Seoul: Oil’s rally above $65 a barrel is being propelled by a sign that American explorers have curtailed drilling activity as well as ongoing speculation that the US could reimpose sanctions on Opec producer Iran.
Futures added 0.5 per cent in New York after capping a third straight quarterly gain, the longest winning streak since 2011. US drillers idled seven working rigs last week, easing concerns over surging shale production. Meanwhile, analysts from Mitsubishi UFJ Financial Group Inc. and UBS Group AG said there are upside risks to oil prices from the potential resumption of sanctions on Iran, which would disrupt the nation’s crude exports.
Crude rebounded over 5 per cent last month, recouping February’s losses, after the US President Donald Trump named hawkish officials to his government, signalling the nation may pursue a more hard-line stance toward Iran. Still, concerns remain that a rapid increase in American production, which has topped 10 million barrels a day each week since early February, could undermine efforts by the Organisation of the Petroleum Exporting Countries (Opec) and its allies, whose output cuts seek to balance the market.
“While American drillers have reduced the number of rigs last week, we have to note that US production still remains high,” Kim Kwangrae, a commodities analyst at Samsung Futures Inc., said by phone in Seoul. “Increasing tensions between Iran and the US continue to add a geopolitical risk premium that’s giving support to prices at the moment.”
West Texas Intermediate crude for May delivery added 30 cents to $65.24 a barrel on the New York Mercantile Exchange at 3:45pm in Seoul.
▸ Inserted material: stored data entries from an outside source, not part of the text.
PR #1387, opened 2026-08-17
Persist parent orchestration metadata in Azure Storage

### LINKED ISSUE #618: GetOrchestrationStateAsync does not populate `ParentInstance` (StorageAccount provider)
Getting the state of a sub orchestration using `GetOrchestrationStateAsync`, the resulting OrchestrationState.ParentInstance is `null`.

However, if I request the history using `GetOrchestrationHistoryAsync`, the parent instance is populated correctly:
```json
{
    "EventType": 12,
    "EventId": -1,
    "IsPlayed": false,
    "Timestamp": "2021-10-01T02:46:41.3972531Z"
  },
  {
    "OrchestrationInstance": {
      "InstanceId": "30aebd816f1f4755b0710229bda170ed:5",
      "ExecutionId": "9fde139382dc4d8280d14916692b8870"
    },
    "EventType": 0,
    "ParentInstance": {
      "Name": "DeploymentOrchestration",
      "OrchestrationInstance": {
        "InstanceId": "cd8af473-fcb4-4e25-99c4-5cc75c64aeb1",
        "ExecutionId": "30aebd816f1f4755b0710229bda170ed"
      },
      "TaskScheduleId": 5,
      "Version": "1"
   }
   
```

My persistent store is StorageAccount.

YunchuWang:
Fixes https://github.com/Azure/durabletask/issues/618

Enables https://github.com/Azure/azure-functions-durable-extension/issues/3515 to expose `parentInstanceId` for the Azure Storage provider, matching MSSQL semantics.

## Before / after

Before, Azure Storage retained parent metadata only in history, so existing get/query status paths returned `OrchestrationState.ParentInstance == null` for sub-orchestrations. After this change, the Instances row stores only the parent instance ID and the existing row-to-state conversion reconstructs `ParentInstance.OrchestrationInstance.InstanceId`.

## Implementation

- Adds one Instances-table string property: `ParentInstanceId`.
- Sources it from `ExecutionStartedEvent.ParentInstance.OrchestrationInstance.InstanceId`.
- Writes it in new-execution, execution-started update, and fast-completion/recreated-row paths.
- Preserves `ParentInstance` in `InstanceStoreBackedTrackingStore`.
- Uses an empty value for no parent because update/recreation paths use Azure Table merge/upsert-merge semantics; omitting a property could preserve a stale parent on a reused row. Reads treat empty and legacy missing properties as null.
- Adds no history reads, status-query round trips, N+1 behavior, or unrelated API/protobuf changes.

## Coverage

Behavioral coverage:

- Exact child parent ID via direct get and list/query.
- Top-level direct/query state remains null.
- Legacy missing-property rows remain null.
- Terminal-history repair recreates a missing Instances row with the parent ID, and overwrites a stale one.
- Child `ContinueAsNew` retains parent metadata.
- Alternate `InstanceStoreBackedTrackingStore` preserves the original `ParentInstance`.
- `ParentInstanceId` stays in the OData projection when `FetchInput`/`FetchOutput` are false, so status queries that exclude payloads still return the parent.

Write-path coverage against real Azure Table update semantics. Each production write site is covered by a test that asserts the **raw stored property**, not just the converted state, so a value merely retained by a merge cannot produce a false positive:

| Production site | Update mode | Covering tests |
| --- | --- | --- |
| `SetNewExecutionAsync` | Insert / Replace | `SetNewExecution_PersistsNonNullParentInstanceId`, `SetNewExecution_ClearsStaleParentInstanceId` |
| `UpdateStateAsync` ExecutionStarted → `UpdateInstanceTableAsync` | InsertOrMerge (`UseInstanceTableEtag=false`) and Merge with ETag (`true`) | `CheckpointWrite_PersistsParentInstanceId_ForBothEtagModes`, `CheckpointWrite_ClearsStaleParentInstanceId_ForBothEtagModes` |
| `UpdateInstanceStatusForCompletedOrchestrationAsync` | InsertOrMerge | `CompletedOrchestrationRepair_PersistsParentInstanceId`, `CompletedOrchestrationRepair_OverwritesStaleParentInstanceId`, `CompletedOrchestrationRepair_ClearsStaleParentInstanceId_WithInsertOrMerge` |
| `ConvertFromAsync` read mapping | n/a | `QueryStatus_WithContinuationToken_NoInputToken` |
| `InstanceStoreBackedTrackingStore` creation | n/a | `InstanceStoreBackedTrackingStore_PersistsParentOnCreation` |

Both `UseInstanceTableEtag` modes are genuinely exercised, not merely toggled: the tests seed a row and pass its real ETag so the `true` case reaches `MergeEntityAsync` rather than the insert branch. This was verified with a branch probe that drops the property in only one branch of `UpdateInstanceTableAsync` — probing the Merge branch fails exactly the two `(True)` rows, and probing the InsertOrMerge branch fails exactly the two `(False)` rows.

Mutation testing confirms each test actually proves its production behavior. Removing or weakening a site fails the listed tests:

| Mutation | Tests that fail |
| --- | --- |
| Parent assignment helper reverted to a conditional write (skip when empty) | 4: both `..._ClearsStale...` checkpoint rows, the InsertOrMerge repair clearing test, and `SetNewExecution_ClearsStaleParentInstanceId` |
| Remove the terminal-history repair write | 3 `CompletedOrchestrationRepair_*` tests |
| Remove the checkpoint ExecutionStarted write | all 4 `CheckpointWrite_*` rows |
| Remove the initial `SetNewExecutionAsync` write | both `SetNewExecution_*` tests |
| Drop `ParentInstanceId` from the OData projection | `OrchestrationInstanceQuery_ProjectionRetainsParentInstanceId` |
| Remove the read-side mapping | `QueryStatus_WithContinuationToken_NoInputToken` |
| Remove the alternate-store assignment | `InstanceStoreBackedTrackingStore_PersistsParentOnCreation` |

`ParentMetadataIsReturnedForFastCompletingChild` was renamed to `ParentMetadataIsReturnedByDirectGetAndQuery`, because it exercises the normal checkpoint write and the read paths rather than the terminal-history repair path; repair is covered directly by the `CompletedOrchestrationRepair_*` tests.

## Validation

Local:

- `dotnet build test\DurableTask.AzureStorage.Tests\DurableTask.AzureStorage.Tests.csproj` (clean build, `bin`/`obj` removed first) — passed, 0 warnings, 0 errors.
- `git diff --check` — clean.

Hosted Azure Storage (approved non-production subscription `edc48857-dd0b-4085-a2a9-5e7df12bd2fd`, verified by re-reading the subscription ID before provisioning):

- Resource group `dtfx-pmverify-5fab2bb3c3`, storage account `dtfxpv5fab2bb3c3` (`StorageV2`, `Standard_LRS`, `eastus`), tagged for validation and ephemeral cleanup.
- Harness: process-scoped `DurableTaskTestStorageConnectionString`.
- Command: `dotnet test test\DurableTask.AzureStorage.Tests\DurableTask.AzureStorage.Tests.csproj -f net8.0 --no-build --filter "FullyQualifiedName~ParentInstanceIdTrackingStoreTests|FullyQualifiedName~AzureTableTrackingStoreTest|FullyQualifiedName~OrchestrationInstanceStatusQueryConditionTest|FullyQualifiedName~ParentMetadata"`
- Result: **30/30 passed**, 0 failed, 0 skipped. Includes both `ParentMetadata*` provider scenarios, all 9 `ParentInstanceIdTrackingStoreTests` (both `CheckpointWrite` DataRow values), the tracking-store conversion tests, and the query projection tests.
- Cleanup proof: `az group exists --subscription edc48857-dd0b-4085-a2a9-5e7df12bd2fd --name dtfx-pmverify-5fab2bb3c3` → `false`. Earlier validation groups `dtfx-pmtests-e1997043f4` and `dtfx-pmfix-81e0870dc4` are also deleted and verified `false`; no resources remain.

Test-only follow-up commits on top of the implementation commit add the mutation-effective write-path tests and the corrected ETag merge coverage. Production behavior is unchanged by those commits.

### DIFF
--- a/src/DurableTask.AzureStorage/Tracking/AzureTableTrackingStore.cs
+++ b/src/DurableTask.AzureStorage/Tracking/AzureTableTrackingStore.cs
@@ -956,6 +956,12 @@ namespace DurableTask.AzureStorage.Tracking
                 ["TaskHubName"] = this.settings.TaskHubName,
             };
 
+            // The parent is written on every checkpoint, not just the one carrying ExecutionStarted, so that
+            // it is always merged together with the ExecutionId above. Because the Instances row is keyed
+            // only by instance ID, a reused instance ID would otherwise end up advertising the current
+            // execution alongside a parent left behind by the previous orchestration.
+            SetParentInstanceId(instanceEntity, newRuntimeState.ParentInstance);
+
             // check if we are replacing a previous execution with blobs; those will be deleted from the store after the update. This could occur in a ContinueAsNew scenario
             List<string> blobsToDelete = null;
             if (oldRuntimeState != newRuntimeState && context.Blobs.Count > 0)
@@ -1002,7 +1008,6 @@ namespace DurableTask.AzureStorage.Tracking
                         instanceEntity["RuntimeStatus"] = OrchestrationStatus.Running.ToString();
                         instanceEntity["Tags"] = TagsSerializer.Serialize(executionStartedEvent.Tags);
                         instanceEntity["Generation"] = executionStartedEvent.Generation;
-                        SetParentInstanceId(instanceEntity, executionStartedEvent.ParentInstance);
                         if (executionStartedEvent.ScheduledStartTime.HasValue)
                         {
                             instanceEntity["ScheduledStartTime"] = executionStartedEvent.ScheduledStartTime;
--- a/src/DurableTask.AzureStorage/Tracking/AzureTableTrackingStore.cs
+++ b/src/DurableTask.AzureStorage/Tracking/AzureTableTrackingStore.cs
@@ -38,6 +38,7 @@ namespace DurableTask.AzureStorage.Tracking
     class AzureTableTrackingStore : TrackingStoreBase
     {
         const string NameProperty = "Name";
+        const string ParentInstanceIdProperty = "ParentInstanceId";
         const string InputProperty = "Input";
         const string ResultProperty = "Result";
         const string OutputProperty = "Output";
@@ -461,6 +462,16 @@ namespace DurableTask.AzureStorage.Tracking
                 InstanceId = instanceId,
                 ExecutionId = orchestrationInstanceStatus.ExecutionId,
             };
+            if (!string.IsNullOrEmpty(orchestrationInstanceStatus.ParentInstanceId))
+            {
+                orchestrationState.ParentInstance = new ParentInstance
+                {
+                    OrchestrationInstance = new OrchestrationInstance
+                    {
+                        InstanceId = orchestrationInstanceStatus.ParentInstanceId,
+                    },
+                };
+            }
 
             orchestrationState.Name = orchestrationInstanceStatus.Name;
             orchestrationState.Version = orchestrationInstanceStatus.Version;
@@ -799,6 +810,7 @@ namespace DurableTask.AzureStorage.Tracking
                 ["Generation"] = executionStartedEvent.Generation,
                 ["Tags"] = TagsSerializer.Serialize(executionStartedEvent.Tags),
             };
+            SetParentInstanceId(entity, executionStartedEvent.ParentInstance);
 
             // It is possible that the queue message was small enough to be written directly to a queue message,
             // not a blob, but is too large to be written to a table property.
@@ -990,6 +1002,7 @@ namespace DurableTask.AzureStorage.Tracking
                         instanceEntity["RuntimeStatus"] = OrchestrationStatus.Running.ToString();
                         instanceEntity["Tags"] = TagsSerializer.Serialize(executionStartedEvent.Tags);
                         instanceEntity["Generation"] = executionStartedEvent.Generation;
+                        SetParentInstanceId(instanceEntity, executionStartedEvent.ParentInstance);
                         if (executionStartedEvent.ScheduledStartTime.HasValue)
                         {
                             instanceEntity["ScheduledStartTime"] = executionStartedEvent.ScheduledStartTime;
@@ -1151,6 +1164,7 @@ namespace DurableTask.AzureStorage.Tracking
                 ["Tags"] = TagsSerializer.Serialize(executionStartedEvent.Tags),
                 ["TaskHubName"] = this.settings.TaskHubName,
             };
+            SetParentInstanceId(instanceEntity, executionStartedEvent.ParentInstance);
             if (runtimeState.ExecutionStartedEvent.ScheduledStartTime.HasValue)
             {
                 instanceEntity["ScheduledStartTime"] = executionStartedEvent.ScheduledStartTime;
@@ -1246,6 +1260,16 @@ namespace DurableTask.AzureStorage.Tracking
             }
 
             return estimatedByteCount;
+        }
+
+        // The value is always assigned, including when there is no parent. Several of the Instances
+        // table writes use merge semantics, so omitting the property would let a top-level or newly
+        // recreated orchestration inherit a stale parent ID from a previous row with the same
+        // instance ID. An empty string is used rather than null because merge semantics for null
+        // properties are ambiguous; reads treat empty and missing identically.
+        static void SetParentInstanceId(TableEntity entity, ParentInstance parentInstance)
+        {
+            entity[ParentInstanceIdProperty] = parentInstance?.OrchestrationInstance?.InstanceId ?? string.Empty;
         }
 
         Type GetTypeForTableEntity(TableEntity tableEntity)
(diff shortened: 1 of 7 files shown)


src/DurableTask.AzureStorage/Tracking/AzureTableTrackingStore.cs
```diff
@@ -1248,6 +1262,15 @@ static int GetEstimatedByteCount(TableEntity entity)
...
         }
 
+        static void SetParentInstanceId(TableEntity entity, ParentInstance parentInstance)
+        {
+            string parentInstanceId = parentInstance?.OrchestrationInstance?.InstanceId;
+            if (parentInstanceId != null)
+            {
+                entity[ParentInstanceIdProperty] = parentInstanceId;
+            }
+        }
```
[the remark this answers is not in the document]
YunchuWang: This assignment is intentional. Several Instances-table paths use Azure Table merge semantics (`UpsertEntityAsync(..., TableUpdateMode.Merge)` / `UpdateEntityAsync(..., TableUpdateMode.Merge)`). If `ParentInstanceId` is omitted for a top-level or recreated orchestration, an existing row can retain a stale parent ID. Writing `string.Empty` explicitly clears that value; the read path treats both empty and legacy-missing values as no parent.

This is covered by `CompletedOrchestrationRepair_ClearsStaleParentInstanceId_WithInsertOrMerge`, both rows of `CheckpointWrite_ClearsStaleParentInstanceId_ForBothEtagModes`, and `SetNewExecution_ClearsStaleParentInstanceId`. Reverting the helper to a conditional write makes those cases fail. The current inline comment and PR description now document this behavior, so no code change is needed here.

src/DurableTask.AzureStorage/Tracking/AzureTableTrackingStore.cs
```diff
@@ -461,6 +462,16 @@ async Task<OrchestrationState> ConvertFromAsync(OrchestrationInstanceStatus orch
                 InstanceId = instanceId,
                 ExecutionId = orchestrationInstanceStatus.ExecutionId,
             };
+            if (!string.IsNullOrEmpty(orchestrationInstanceStatus.ParentInstanceId))
```
bachuv, line 465: Could we bind `ParentInstanceId` to the current `ExecutionId` to prevent stale parent metadata when a sub-orchestration instance ID is reused?

YunchuWang: Good catch — this was a real gap, and the fix is now in 5501727c951297b286d76a787f16b18afcadff63.

**The problem.** `UpdateStateAsync` always merges `["ExecutionId"] = executionId` into `instanceEntity`, but `SetParentInstanceId` was only called from the `EventType.ExecutionStarted` branch of the `NewEvents` loop. A checkpoint whose `NewEvents` does not include `ExecutionStarted` — i.e. any mid-orchestration checkpoint — therefore merged a current execution ID while leaving the previously stored `ParentInstanceId` untouched. Since the Instances row is keyed only by instance ID, a reused instance ID could end up advertising the current execution alongside the parent of the previous orchestration.

**The fix.** Rather than binding the parent to the execution with an extra column, the parent is now written unconditionally right after `instanceEntity` is constructed, using `newRuntimeState.ParentInstance`, and the call was removed from the `ExecutionStarted` case. `OrchestrationRuntimeState.ParentInstance` resolves from the runtime state's `ExecutionStartedEvent` regardless of whether that event is in `PastEvents` or `NewEvents`, so the value is always the parent of the execution being checkpointed. `ExecutionId` and `ParentInstanceId` are now updated — or cleared — in the same merge, which makes them consistent by construction. No new column was needed, and the existing empty-string clearing semantics are unchanged.

**Test.** `ParentInstanceIdTrackingStoreTests.CheckpointWithoutExecutionStarted_WritesParentForCurrentExecution` seeds a row with `ExecutionId=execution-0` / `ParentInstanceId=stale-parent`, builds an `OrchestrationRuntimeState` whose `ExecutionStartedEvent` is in `PastEvents` and whose only new event is an `OrchestratorStartedEvent`, then calls `UpdateStateAsync`. It asserts the row's `ExecutionId` and `ParentInstanceId` both correspond to the new execution. It is a 4-row `DataTestMethod` covering `UseInstanceTableEtag=false` (InsertOrMerge) and `true` (real ETag `MergeEntityAsync`), crossed with having a parent and having none, so the clearing case for a reused no-parent execution is covered too.

Before the production change all 4 rows failed with `Expected:<parent-...>. Actual:<stale-parent>`; after it, 4/4 pass. Re-removing the new write line fails 8 tests, so the site is mutation-covered. The full focused suite (`ParentInstanceIdTrackingStoreTests` + `AzureTableTrackingStoreTest` + `OrchestrationInstanceStatusQueryConditionTest`) is 32/32 green.

bachuv (approved):
Approving, but please merge after the CI passes. Thanks!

The contract climbed 56 cents to $64.94 on Thursday. No futures were traded in New York or London on Friday due to the Good Friday holiday. Total volume traded was about 44 per cent below the 100-day average.
Brent for June settlement rose 41 cents to $69.75 on the London-based ICE Futures Europe exchange. The May contract climbed 74 cents to close at $70.27 before expiration on Thursday. The global benchmark traded at a $4.59 premium to June WTI.
Yuan-denominated oil futures on the Shanghai International Energy Exchange lost 0.6 per cent to 417.6 yuan a barrel. The September delivery contract closed 2.6 per cent higher on Friday after debuting last week.
US explorers cut the number of rigs by the most since November 2017 last week, bringing the total to 797, Baker Hughes data showed. Still, the count remains near the highest in three years, and with separate data showing nationwide crude inventories climbed 1.64 million barrels in the week ended March 23, jitters over increasing US supplies remain.
Also in the US, Trump’s appointment of Iran hawks Mike Pompeo and John Bolton last month increased chances America will exit a deal under which international sanctions were removed on Iran in return of a curbing of its nuclear programme.
If measures are reinstated, at least 250,000 to 350,000 barrels a day of oil is at risk of being disrupted, according to Ehsan Khoman, head of research for the Middle East and North Africa at Mitsubishi UFJ. UBS’s analyst Giovanni Staunovo boosted his oil price outlook, citing the potential sanctions as causing an upside risk to prices, especially at a time when Opec and its allies said they will err toward over-tightening in the market.
The encouraging signs for bulls were also echoed in money managers’ net-long positions. Hedge funds have increased their bullish WTI bets to the highest level in seven weeks, according to the US. Commodity Futures Trading Commission.